This invention relates generally to the field of electric submersible pumping systems, and more particularly, but not by way of limitation, to a submersible pumping system that includes a system and method of active real-time condition monitoring using on-board data acquisition and wireless telemetry.
Electric submersible pumping systems are often deployed into wells to recover petroleum fluids from subterranean reservoirs. Typical electric submersible pumping systems include a number of components, including one or more fluid filled electric motors coupled to one or more high performance pumps located above the motor. In many instances, downhole components and tools are subjected to high-temperature, corrosive environments, which often lead to failure of these components. Downhole sensors are needed to provide reliable data regarding the physical, thermal and chemical properties of the components and downhole conditions.
Current downhole sensors used to transmit data about the downhole components and characteristics require cable attachments and connectors connected to the various components. Typically these sensors are not able to provide information about the state of the components during operation of the submersible pumping system and attempts to measure downhole characteristics during operation often results in errors due to indirect measurements. Further, sensors are often located on large, bulky instrumentation and require intrusive methods to measure downhole characteristics. For example, lateral shaft displacements of an electric submersible pump motor is often monitored by penetrating through the stator of the motor with some type of position sensor.
There is, therefore, a need for an improved wireless monitoring system to provide more accurate, real-time condition monitoring of the downhole components during operation of the submersible pumping system. It is to this and other needs that embodiments of the invention are directed.
In an embodiment, the present invention includes a pumping system for use in a subterranean wellbore below a surface. The pumping system includes a motor assembly, a pump driven by the motor assembly, and one or more sensors configured to measure an operating parameter within the pumping system and output a signal representative of the measured parameter. The pumping system further includes a wireless telemetry system that is configured to transmit data representative of the measured parameter from the pumping system to the surface.
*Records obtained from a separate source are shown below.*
PR #1555, opened 2022-01-22
the link to middleware of sockeio was broken

UtmostCreator:
(404 - not found) is thrown when clikcing on 
`Socket.io middleware` ... (opens new window)can modify the feathers property on the socket which will then be used as the service call params:


daffl:
Thank you!

PR #1557, opened 2022-01-31
Fix errors in the Feathers guide

AtomicTroop:
The TypeScript version of the guide has some missing "any" types in the tests added during the final section of the guide.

In another aspect, embodiments include a method for monitoring physical parameters within a pumping system deployed in a wellbore. The method includes the steps of providing an acoustically active sensor within the pumping system, providing an interrogator in wireless communication with the acoustically active sensor, and providing a control unit in communication with the interrogator. The method continues with the steps of transmitting an incident wireless signal from the interrogator, receiving the incident wireless signal at the acoustically active sensor and reflecting from the acoustically active sensor a reflected wireless signal, where the reflected wireless signal has been affected by the physical parameter acting on the acoustically active sensor. The method concludes with the steps of receiving the reflected wireless signal with the interrogator and interpreting the differences between the incident wireless signal and the reflected wireless signal as a measurement of the physical parameter acting on the acoustically active sensor.
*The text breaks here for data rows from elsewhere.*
PR #258, opened 2018-03-18
[DO NOT MERGE] Untangling static dependencies

Rovak:
This pull request is created to allow for review, this is a ongoing refactor

* Inject dependencies rather than referencing static instances
* Move `WalletApi` to `api` namespace
* Made grpc port configurable from config


src/main/java/org/tron/common/application/Module.java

In yet another aspect, embodiments include a method for monitoring physical parameters of a pumping system deployed in a wellbore below the surface from a control unit located on the surface. The method includes the steps of providing a sensor within the pumping system, measuring a condition within the pumping system with the sensor, providing a transmitter operably connected to the sensor and providing a receiver at a spaced apart distance from the transmitter within the pumping system. The method continues with the step of transmitting a primary wireless data signal from the transmitter to the receiver that is representative of the measured condition. The method concludes with the step of transmitting a data secondary signal to the control unit on the surface from the receiver, where the secondary signal is representative of the measured condition.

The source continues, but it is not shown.